Data extracts Block Start

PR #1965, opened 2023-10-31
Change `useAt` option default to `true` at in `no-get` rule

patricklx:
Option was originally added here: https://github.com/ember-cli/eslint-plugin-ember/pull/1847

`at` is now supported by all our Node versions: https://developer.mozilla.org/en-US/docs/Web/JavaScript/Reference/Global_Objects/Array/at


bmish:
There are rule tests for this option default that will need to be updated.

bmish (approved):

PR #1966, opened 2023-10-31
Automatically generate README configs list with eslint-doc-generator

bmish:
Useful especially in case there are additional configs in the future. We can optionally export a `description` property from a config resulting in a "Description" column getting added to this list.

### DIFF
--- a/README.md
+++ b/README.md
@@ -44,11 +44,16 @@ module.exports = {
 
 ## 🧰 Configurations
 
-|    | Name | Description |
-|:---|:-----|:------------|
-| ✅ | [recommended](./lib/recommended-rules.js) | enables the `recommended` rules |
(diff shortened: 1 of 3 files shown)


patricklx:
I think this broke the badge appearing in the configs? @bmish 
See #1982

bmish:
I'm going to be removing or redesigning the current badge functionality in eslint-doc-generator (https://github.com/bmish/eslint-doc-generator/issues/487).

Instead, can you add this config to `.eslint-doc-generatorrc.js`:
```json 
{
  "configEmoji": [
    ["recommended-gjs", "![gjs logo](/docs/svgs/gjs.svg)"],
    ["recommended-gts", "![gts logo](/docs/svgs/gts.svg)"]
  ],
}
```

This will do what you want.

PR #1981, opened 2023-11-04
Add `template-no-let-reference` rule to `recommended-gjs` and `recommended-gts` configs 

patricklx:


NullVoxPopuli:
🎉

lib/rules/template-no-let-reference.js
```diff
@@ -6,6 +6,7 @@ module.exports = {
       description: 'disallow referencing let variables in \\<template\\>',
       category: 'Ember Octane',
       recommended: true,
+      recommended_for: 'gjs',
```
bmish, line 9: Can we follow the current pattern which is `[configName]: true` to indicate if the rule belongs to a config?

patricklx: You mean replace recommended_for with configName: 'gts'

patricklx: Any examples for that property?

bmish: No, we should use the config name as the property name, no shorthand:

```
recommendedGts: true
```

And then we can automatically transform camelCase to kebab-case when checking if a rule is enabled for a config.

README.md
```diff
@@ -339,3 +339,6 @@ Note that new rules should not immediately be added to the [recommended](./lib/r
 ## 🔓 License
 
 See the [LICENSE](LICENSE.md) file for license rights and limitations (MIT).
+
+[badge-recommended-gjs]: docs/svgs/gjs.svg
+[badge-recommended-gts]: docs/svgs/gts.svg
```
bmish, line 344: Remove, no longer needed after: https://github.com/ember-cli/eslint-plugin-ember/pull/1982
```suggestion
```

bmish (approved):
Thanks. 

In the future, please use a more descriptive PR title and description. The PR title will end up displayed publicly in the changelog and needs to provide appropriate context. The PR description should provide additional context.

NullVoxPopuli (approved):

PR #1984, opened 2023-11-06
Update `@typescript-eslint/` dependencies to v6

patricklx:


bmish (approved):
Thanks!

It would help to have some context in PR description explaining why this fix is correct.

Data extracts Block End

* Brief: Transcribe the material above in full, keeping every word.

* Task output:
PR #1965, opened 2023-10-31
Change `useAt` option default to `true` at in `no-get` rule

patricklx:
Option was originally added here: https://github.com/ember-cli/eslint-plugin-ember/pull/1847

`at` is now supported by all our Node versions: https://developer.mozilla.org/en-US/docs/Web/JavaScript/Reference/Global_Objects/Array/at


bmish:
There are rule tests for this option default that will need to be updated.

bmish (approved):

PR #1966, opened 2023-10-31
Automatically generate README configs list with eslint-doc-generator

bmish:
Useful especially in case there are additional configs in the future. We can optionally export a `description` property from a config resulting in a "Description" column getting added to this list.

### DIFF
--- a/README.md
+++ b/README.md
@@ -44,11 +44,16 @@ module.exports = {
 
 ## 🧰 Configurations
 
-|    | Name | Description |
-|:---|:-----|:------------|
-| ✅ | [recommended](./lib/recommended-rules.js) | enables the `recommended` rules |
(diff shortened: 1 of 3 files shown)


patricklx:
I think this broke the badge appearing in the configs? @bmish 
See #1982

bmish:
I'm going to be removing or redesigning the current badge functionality in eslint-doc-generator (https://github.com/bmish/eslint-doc-generator/issues/487).

Instead, can you add this config to `.eslint-doc-generatorrc.js`:
```json 
{
  "configEmoji": [
    ["recommended-gjs", "![gjs logo](/docs/svgs/gjs.svg)"],
    ["recommended-gts", "![gts logo](/docs/svgs/gts.svg)"]
  ],
}
```

This will do what you want.

PR #1981, opened 2023-11-04
Add `template-no-let-reference` rule to `recommended-gjs` and `recommended-gts` configs 

patricklx:


NullVoxPopuli:
🎉

lib/rules/template-no-let-reference.js
```diff
@@ -6,6 +6,7 @@ module.exports = {
       description: 'disallow referencing let variables in \\<template\\>',
       category: 'Ember Octane',
       recommended: true,
+      recommended_for: 'gjs',
```
bmish, line 9: Can we follow the current pattern which is `[configName]: true` to indicate if the rule belongs to a config?

patricklx: You mean replace recommended_for with configName: 'gts'

patricklx: Any examples for that property?

bmish: No, we should use the config name as the property name, no shorthand:

```
recommendedGts: true
```

And then we can automatically transform camelCase to kebab-case when checking if a rule is enabled for a config.

README.md
```diff
@@ -339,3 +339,6 @@ Note that new rules should not immediately be added to the [recommended](./lib/r
 ## 🔓 License
 
 See the [LICENSE](LICENSE.md) file for license rights and limitations (MIT).
+
+[badge-recommended-gjs]: docs/svgs/gjs.svg
+[badge-recommended-gts]: docs/svgs/gts.svg
```
bmish, line 344: Remove, no longer needed after: https://github.com/ember-cli/eslint-plugin-ember/pull/1982
```suggestion
```

bmish (approved):
Thanks. 

In the future, please use a more descriptive PR title and description. The PR title will end up displayed publicly in the changelog and needs to provide appropriate context. The PR description should provide additional context.

NullVoxPopuli (approved):

PR #1984, opened 2023-11-06
Update `@typescript-eslint/` dependencies to v6

patricklx:


bmish (approved):
Thanks!

It would help to have some context in PR description explaining why this fix is correct.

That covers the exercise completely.